Input for this task Start Marker

PR #6507, opened 2022-03-29
Fix calculation of frequency value in setting aie clock frequency

rbramand-xilinx:
When aie clock freq is set using xbutil we pass a string value (eg: 100M), earlier string_to_bytes is used for calculation which uses 1024 as conversion factor. Modified string_to_bytes function to convert frequency as well.

https://github.com/Xilinx/XRT/pull/6272 introduced this bug

Fixed frequency calculation by using correct conversion factor

NA

Tested setting aie clock frequency on vck190 board and behavior is as expected

NA

### DIFF
--- a/src/runtime_src/core/tools/common/XBUtilities.h
+++ b/src/runtime_src/core/tools/common/XBUtilities.h
@@ -90,7 +90,7 @@ namespace XBUtilities {
   enum class unit
   {
     bytes,
-    hertz
+    Hertz
   };
   uint64_t
   string_to_base_units(std::string str, const unit& conversion_unit);
--- a/src/runtime_src/core/tools/common/XBUtilities.h
+++ b/src/runtime_src/core/tools/common/XBUtilities.h
@@ -87,8 +87,13 @@ namespace XBUtilities {
   std::string
   string_to_UUID(std::string str);
 
-  uint64_t 
-  string_to_bytes(std::string str);
+  enum class unit
+  {
+    bytes,
+    hertz
+  };
+  uint64_t
+  string_to_base_units(std::string str, const unit& conversion_unit);
 
   inline bool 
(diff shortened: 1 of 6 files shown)


chvamshi-xilinx (approved):

rbramand-xilinx:
> I have https://jira.xilinx.com/browse/CR-1127118 for next release to get rid of this function. @stsoe, what should be the correct way to handle this?

@AShivangi, But in my case I need frequency conversion at runtime based on user input, the CR you are talking about is for constant values whose conversion can be moved to compile time

rbramand-xilinx:
@AShivangi this fix is for 2022.1, so can we go ahead with this change for now and discuss in next release for the fix when you handle your CR

src/runtime_src/core/tools/common/XBUtilities.h
```diff
@@ -87,8 +87,13 @@ namespace XBUtilities {
   std::string
   string_to_UUID(std::string str);
 
-  uint64_t 
-  string_to_bytes(std::string str);
+  enum class unit
+  {
+    bytes,
+    hertz
```
rozumx, line 93: Hertz should be capatialized for it is named after a person: Heinrich Rudolf Hertz.

rozumx (approved):

src/runtime_src/core/tools/common/XBUtilities.h
rbramand-xilinx: Thanks for pointing it out @rozumx , I have made changes

AShivangi:
> @AShivangi this fix is for 2022.1, so can we go ahead with this change for now and discuss in next release for the fix when you handle your CR

Sure

AShivangi (approved):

Input for this task End Marker

## Task to complete
From the records above, copy every line that includes the word "release".

## Result for this task
> I have https://jira.xilinx.com/browse/CR-1127118 for next release to get rid of this function. @stsoe, what should be the correct way to handle this?
@AShivangi this fix is for 2022.1, so can we go ahead with this change for now and discuss in next release for the fix when you handle your CR
> @AShivangi this fix is for 2022.1, so can we go ahead with this change for now and discuss in next release for the fix when you handle your CR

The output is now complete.